If your Spanish is limited or non-existant you might want to start out in the Lake Chapala area. Almost everything else is pure Mexican and can be very difficult to adjust to - with or without Spanish skills


----------



## oldjack (Nov 12, 2009)

sparks said:


> If your Spanish is limited or non-existant you might want to start out in the Lake Chapala area. Almost everything else is pure Mexican and can be very difficult to adjust to - with or without Spanish skills


my spanish is at least adequate... and I have been to GDL enough to know that Lake Chapala is not mexican enough!!!


----------



## roni (May 12, 2009)

oldjack said:


> my spanish is at least adequate... and I have been to GDL enough to know that Lake Chapala is not mexican enough!!!


Maybe the other side of the lake, though it is a pretty broad statement to make of all Lake Chapala. There are vast differences between Ajijic, Chapala and Jocotepec, for example.


----------



## oldjack (Nov 12, 2009)

roni said:


> Maybe the other side of the lake, though it is a pretty broad statement to make of all Lake Chapala. There are vast differences between Ajijic, Chapala and Jocotepec, for example.

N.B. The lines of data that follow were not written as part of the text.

PR #565, opened 2024-04-18
whitelist replaceAll(pattern, String)

ysmaoui:
adding whitelisting for String.replaceAll(pattern, String) 

### Testing done

```[tasklist]
### Submitter checklist
```

### DIFF
--- a/src/main/resources/org/jenkinsci/plugins/scriptsecurity/sandbox/whitelists/generic-whitelist
+++ b/src/main/resources/org/jenkinsci/plugins/scriptsecurity/sandbox/whitelists/generic-whitelist
@@ -796,7 +796,7 @@ method java.util.regex.MatchResult group int
 method java.util.regex.MatchResult group java.lang.String
 method java.util.regex.MatchResult groupCount
 method java.util.regex.MatchResult hasMatch
-method java.util.regex.MatchResult namedGroups 
+method java.util.regex.MatchResult namedGroups
 method java.util.regex.MatchResult start
 method java.util.regex.MatchResult start int
 method java.util.regex.MatchResult start java.lang.String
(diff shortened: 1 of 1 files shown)


jglick:
Note that these are not currently usable in Pipeline: https://github.com/jenkinsci/workflow-cps-plugin/blob/7141c520ff447a70876d806df9a6c159d12525c9/dgm-builder/src/main/resources/com/cloudbees/groovy/cps/tool/translatable.txt#L183-L186

src/main/resources/org/jenkinsci/plugins/scriptsecurity/sandbox/whitelists/generic-whitelist
```diff
@@ -1373,8 +1373,10 @@ staticMethod org.codehaus.groovy.runtime.StringGroovyMethods readLines java.lang
 staticMethod org.codehaus.groovy.runtime.StringGroovyMethods readLines java.lang.String
 staticMethod org.codehaus.groovy.runtime.StringGroovyMethods replaceAll java.lang.CharSequence java.lang.CharSequence groovy.lang.Closure
 staticMethod org.codehaus.groovy.runtime.StringGroovyMethods replaceAll java.lang.CharSequence java.util.regex.Pattern groovy.lang.Closure
+staticMethod org.codehaus.groovy.runtime.StringGroovyMethods replaceAll java.lang.CharSequence java.util.regex.Pattern java.lang.CharSequence
 staticMethod org.codehaus.groovy.runtime.StringGroovyMethods replaceAll java.lang.String java.lang.String groovy.lang.Closure
 staticMethod org.codehaus.groovy.runtime.StringGroovyMethods replaceAll java.lang.String java.util.regex.Pattern groovy.lang.Closure
+staticMethod org.codehaus.groovy.runtime.StringGroovyMethods replaceAll java.lang.String java.util.regex.Pattern java.lang.String
```
jglick, line 1379: This is deprecated: https://github.com/apache/groovy/blob/GROOVY_2_4_21/src/main/org/codehaus/groovy/runtime/StringGroovyMethods.java#L2613-L2620

Since `String` implements `CharSequence`, the sandbox should not be calling this.

I would recommend adding unit tests demonstrating that an entry in this whitelist is actually required.

I suspect `StaticWhitelistTest` is failing to mechanically detect useless entries.

dwnusbaum:
> Note that these are not currently usable in Pipeline: https://github.com/jenkinsci/workflow-cps-plugin/blob/7141c520ff447a70876d806df9a6c159d12525c9/dgm-builder/src/main/resources/com/cloudbees/groovy/cps/tool/translatable.txt#L183-L186

I don't think they need to be translated because they don't have a `Closure` (or `Comparator`, etc.) parameter.

src/main/resources/org/jenkinsci/plugins/scriptsecurity/sandbox/whitelists/generic-whitelist
jglick: :shrug: Either way, should be harmless to allow it.

jglick (approved):

dwnusbaum (approved):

 Ajijic, Chapala and Jocotepecme are not Mexican enough and I do not want to be surrounded by expats... I am thinking somewhere at least an hour west of GDL and a hour east of the Pacific coast.....


----------



## roni (May 12, 2009)

I have not been there, but I have read very nice things about Colima, Colima

It sounds like it might fit your criteria and have the advantage of a Uninversity, museums, wonderful parks and other cultural and recreational facilities.


----------